Geradezu reflexartig reagierten US-Politiker auf den Vorfall und forderten noch am Donnerstag schärfere Kontrollen für den Computerhandel. Es sei wieder die Gefahr deutlich geworden, dass „Hochgeschwindigkeits-Computer falsche Geschäfte generieren und am Markt Chaos erzeugen“, erklärte der demokratische Senator Edward Kaufman.

Quelle: Spiegel online

In der Tat – es lässt sich „beim Kampf der Algorithmen“ trefflich spekulieren über den Hochgeschwindigkeitshandel, der nicht immer beherrschbar sein muss. Die Ursachenforschung geht sicherlich noch weiter.

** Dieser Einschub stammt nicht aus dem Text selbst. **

PR #1753, opened 2025-01-10
wip changes against more than one parent

Byron:
The PR #1751 as it should have been.

### DIFF
--- a/gix-blame/src/file/function.rs
+++ b/gix-blame/src/file/function.rs
@@ -172,10 +172,9 @@ where
                 if more_than_one_parent {
                     // None of the changes affected the file we’re currently blaming.
                     // Copy blame to parent.
-                    hunks_to_blame = hunks_to_blame
-                        .into_iter()
-                        .map(|unblamed_hunk| unblamed_hunk.clone_blame(suspect, parent_id))
-                        .collect();
+                    for unblamed_hunk in &mut hunks_to_blame {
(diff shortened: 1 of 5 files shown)


cruessler:
Thanks a lot for the refactor! Again, I’ve learned one or two things from it!

EliahKagan:
Something seems to be wrong with the checks here: [there are none](https://github.com/GitoxideLabs/gitoxide/pull/1753/checks). I don't know why. Maybe it is a bug in GitHub triggered by some combination of force pushes? In any case, it looks like the intent here is to merge this once tests pass, but auto-merge is unable to proceed because it is waiting on checks that are not running, nor queued, nor even enumerated.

http://www.aktiencheck.de/artikel/analysen-Marktberichte-2057923.html

Zweifelsohne hätten computergesteuerte Algorithmen (High Frequency Trading) für beispiellose Kursverwerfungen (Aktien seien von 47 USD auf 0 USD gefallen) gesorgt, wodurch die Bewegungsdynamik nochmals erhöht worden sei. Andererseits sei die extrem schnelle Aufholrally (der Dow sei von seinem Tief bei 9.869 Zählern wieder auf 10.520 Punkte geklettert) sicherlich auch ein Produkt der Computerprogramme. Laut Medienberichten solle jedoch die Wahrscheinlichkeit hoch sein, dass die Börsen eine ganze Reihe von Trades nachträglich stornieren würden. Wohl aber nur, wenn der Kursverlust mehr als 60% betragen habe.

Quelle: aktiencheck.de

Auch in der wirtschaftlichen Blogosphäre widmen sich einige dem Thema, so etwa hier auf Egghats Blog, wo man zwar keine schlüssige Ursachenforschung erhalten kann, da sieht wohl noch kein menschlicher Vertipper außer dem möglichen Verursacher dahinter – aber zahlreiche interessante Links, Querverbindungen und Updates beleuchten das Thema von unterschiedlichen Blickwinkeln:

http://egghat.blogspot.com/2010/05/warum-kam-es-gerade-zum-crash_06.html

In der aktuellen Ausgabe der Fachzeitschrift „die bank“ gibt es übrigens einen Artikel zum Thema „Schneller als der Blitz“, eine immerhin dreiseitige Analyse (Seite 22ff.) über die Geschäftmodelle im Hochfrequenz-Handel (online noch nicht verfügbar). Immerhin: Jeder Broker handelt beim Deal via High-Frequency täglich bis zu 1 Mrd. Wertpapiere. 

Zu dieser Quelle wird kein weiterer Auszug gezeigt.